9. The bed according to claim 8, wherein return air is re-supplied to the air-conditioned space after being slightly re-cooled or re-heated by the first air-conditioning system.

10. The bed according to claim 8, wherein the second air-conditioning system is operated under a 100% fresh air supply model when return air temperature is approximately equal to the room temperature.

11. The bed according to claim 1, further comprising a control system including:

a first control unit for adjusting the temperature of the air-conditioned space as well as the flow rate of the supply air from the mattress; and

a second control unit for the second air-conditioning system so as to maintain the speed-of-contact of supply air to the region adjacent to head of the sleeper in a certain range.

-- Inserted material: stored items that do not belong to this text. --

PR #620, opened 2021-02-12
GCW 3490 enhance shared offer feature

shreyas098:
### Ticket Link: 

https://jira.crossroads.org.hk/browse/GCW-3490

### What does this PR do?

FEATURE: Enhancing shareable feature in browse and removing ember scroll-to-bottom


app/components/item-thumbnail-view.js
```diff
@@ -1,45 +1,101 @@
...
-export default Component.extend(cloudinaryImage, {
-  loading: true,
+export default ImagePreview.extend(cloudinaryImage, {
   store: service(),
 
-  changedSrc: function() {
-    if (!this.is_cached(this.get("src"))) {
-      this.set("loading", true);
+  initializeLightgallery() {
+    var gallery = $(`#lightGallery${this.get("item.id")}`).data("lightGallery");
```
bharat619, line 11:
```suggestion
    const gallery = $(`#lightGallery${this.get("item.id")}`).data("lightGallery");
```

app/components/item-thumbnail-view.js
```diff
@@ -1,45 +1,101 @@
...
-  }.observes("src"),
 
-  didReceiveAttrs() {
-    this._super(...arguments);
-    this.set("cloudinaryId", this.get("cloudinaryId"));
-    this.set("src", this.generateUrl(500, 500, true));
-    const pkgTypeType = this.get("store").peekRecord(
-      "package_type",
-      this.get("item").attributes.package_type_id
+    var lightGalleryObj = $(`#lightGallery${this.get("item.id")}`).lightGallery(
```
bharat619, line 16: make use of const here as well

shreyas098: sure

app/components/item-thumbnail-view.js
```diff
@@ -1,45 +1,101 @@
...
+        selector: ".imageZoom"
+      }
     );
-    this.set("pkgTypeType", pkgTypeType);
+    this.set("lightGalleryObj", lightGalleryObj);
   },
 
-  onLoad: function() {
-    this.set("loading", false);
+  safeGet(model, id) {
```
bharat619, line 34: This is nice and handy function. Might be useful in many places

You can create a mixin for it and making it more configurable

```javascript
export default Ember.Mixin.create({
   safeGet: function(model, id, attr,defaultValue="N/A") {
       if(!attr) {
         throw new Error('Attribute cannot be empty');
       }
       
       if(!defaultValue) {
          throw new Error('Default value cannot be empty')
       }
       
       const record = this.get("store").peekRecord(model, id);
       return getWithDefault(record, "name", attr, defaultValue);
   }
})
```

app/components/item-thumbnail-view.js
```diff
@@ -1,45 +1,101 @@
...
+    function() {
+      return this.safeGet(
+        "donor_condition",
+        this.get("item").attributes.donor_condition_id
+      );
+    }
+  ),
+
+  dimension: computed("item", "item.id", function() {
+    let length = _.get(this.get("item"), "attributes.length");
```
bharat619, line 77: for `length` you have used lodash get, and for `width` and `height` you have used the normal `get`
want to make that consistent?

app/components/offers-block.js
```diff
@@ -19,9 +20,26 @@ function safeGet(obj, field, defaultValue) {
...
-export default Component.extend({
+export default Component.extend(cloudinaryImage, {
   store: service(),
 
+  didReceiveAttrs() {
+    this._super(...arguments);
+
+    this.get("items").forEach(item => {
+      const packageTypeName = this.typeOf(item);
+      _.set(item, "packageTypeName", packageTypeName);
```
bharat619, line 31: just to keep consistency, instead of using lodash here to set item
better to go with `item.set('packageTypeName', packageTypeName)`

shreyas098: item is a js object and not ember object so default way of set and get does not work here hence i used lodash

app/components/item-thumbnail-view.js
shreyas098: Thanks...i have added the mixin for it

abulsayyad123 (approved):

12. The bed according to claim 11, wherein the speed-of-contact is maintained between 0.1 m/s to 0.2 m/s.

13. The bed according to claim 11, wherein the flow rate of the supply air from the mattress is set at about 20 l/s.

14. The bed according to claim 11, wherein the control system is set so that the temperature of the air-conditioned space at the beginning and end of the sleeping time is higher than that at the middle part of the sleeping time.